# Is there A Reliable Way to Restrict the Use of the Compiler?

## biergaizi

Gentoo works well on webservers, especially it provides PaX/grsecurity protection against more attacks.

But I wonder if there is a way to restrict the use of compilers, I'm not going to remove the compiler from the system (a.k.a destroy Portage), but I just want users from a trusted group to use it. On a multi-user shared public server, it's best to disallow untrusted users to use the compiler.
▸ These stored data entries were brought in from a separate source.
PR #70, opened 2023-01-20
Noissue organization changes

slifty:
This PR makes some minor changes to the code organization.

None of these changes should have any impact on the SDK functionality or exposed API.

### DIFF
--- a/src/api/createFolderVo.ts
+++ b/src/api/createFolderVo.ts
@@ -34,5 +34,6 @@ export const createFolderVo = async (
       body,
     },
   );
-  return parseFolderVo(await response.json());
+  const responseText = await response.text()
+  return parseFolderVo(JSON.parse(responseText));
 };
--- a/src/api/createFolderVo.ts
+++ b/src/api/createFolderVo.ts
@@ -1,21 +1,13 @@
-import { ValidationError } from '../errors';
 import { isFolderVo } from '../types';
-import { makePermanentApiCall } from '../utils';
+import {
+  makePermanentApiCall,
+  typedJsonParse,
+} from '../utils';
 import type {
   ClientConfiguration,
   FolderVo,
   Folder,
 } from '../types';
-
-const parseFolderVo = (value: unknown): FolderVo => {
-  if (isFolderVo(value)) {
-    return value;
-  }
-  throw new ValidationError(
-    'Invalid server response format',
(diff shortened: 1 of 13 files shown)


src/utils/__tests__/typedJsonParse.test.ts
```diff
@@ -0,0 +1,57 @@
...
+      foo: 'hello',
+      bar: {
+        baz: 42,
+      },
+    };
+    const jsonString = JSON.stringify(target);
+    expect(typedJsonParse(jsonString, isTarget)).toEqual(target);
+  });
+  it('should throw an error when provided a JSON string with an unexpected shape', () => {
+    const miss = {
```
Fenn-CS, line 51: I am surprised that this object does not get converted to valid json. Out of curiosity what is wrong here?

src/api/createFolderVo.ts
```diff
@@ -34,5 +34,6 @@ export const createFolderVo = async (
       body,
     },
   );
-  return parseFolderVo(await response.json());
+  const responseText = await response.text()
+  return parseFolderVo(JSON.parse(responseText));
```
Fenn-CS: This question applies to everything concerning the response processing commit.

Nothing wrong, just a curious question, the various parse methods like `parseFolderVo` don't fail when server returns invalid json?

`JSON.parse` would fail in the current structure and output the text that hints on what is wrong?

Fenn-CS (approved):
+1 on the default object removal! It had become and unwritten rule meanwhile we don't even use it.

I left some questions for my own use inline. Thanks!

src/utils/__tests__/typedJsonParse.test.ts
slifty: It *is* valid JSON but it is *not* the right shape (it doesn't result in a `Target` typed object).

Basically this method takes a string AND a type guard and it:

1) parses the JSON string
2) then compares the resulting object with the type guard and errors if it is not the correct type.

Fenn-CS: True, thanks! I over generalized the test.

src/api/createFolderVo.ts
Fenn-CS: Thanks Dan!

I know, I can set the group of the compilers to to "compilers", and set the permissions to 660. But since Gentoo use a general way (gcc-config), it generated a lot of wrappers and modifying $PATH, is it difficult for me to figure out we exactly should I do.

Does anyone have some tricks and tips for me?

----------

## Apheus

Can you use noexec /home mount and Trusted Path Execution instead? This does not restrict the compiler, but users will not be able to run their compiled programs. TPE is a section in the hardened kernel's setup.

----------

## biergaizi

 *Apheus wrote:*   

> Can you use noexec /home mount and Trusted Path Execution instead? This does not restrict the compiler, but users will not be able to run their compiled programs. TPE is a section in the hardened kernel's setup.

 

This system is used as a platform to do some light development for some users, NoExec the whole /home is too aggressive...

But thanks for the idea, a carefully configured TPE may be a solution.

----------

## szatox

 *Quote:*   

> This system is used as a platform to do some light development for some users, NoExec the whole /home is too aggressive...
> 
> But thanks for the idea, a carefully configured TPE may be a solution.

 You could use e.g. /opt/bin as a location for user-developed binaries.

You would often see a directory like /home/user/bin/ anyway, so it can be a symlink to that /opt/bin restricted to only be usable by developers.

Or you could do that in more enterprisy way: build a farm of single-purpose VMs. Isolate not related things from each other. Keep developers out of web servers, give them one for their exclusive use instead.

----------

## Hu

Bind mounts have their own value for exec/noexec and for ro/rw.  You could run the untrusted software in a mount namespace where every mount is at least one of ro or noexec.  Place the users in a mount namespace where they have a writable exec directory for their test work.  You could even arrange for the untrusted namespace to have unnecessary directories shadowed out with empty ones.  For example, bind mount /var/empty onto /usr/x86_64-pc-linux-gnu/gcc-bin.

----------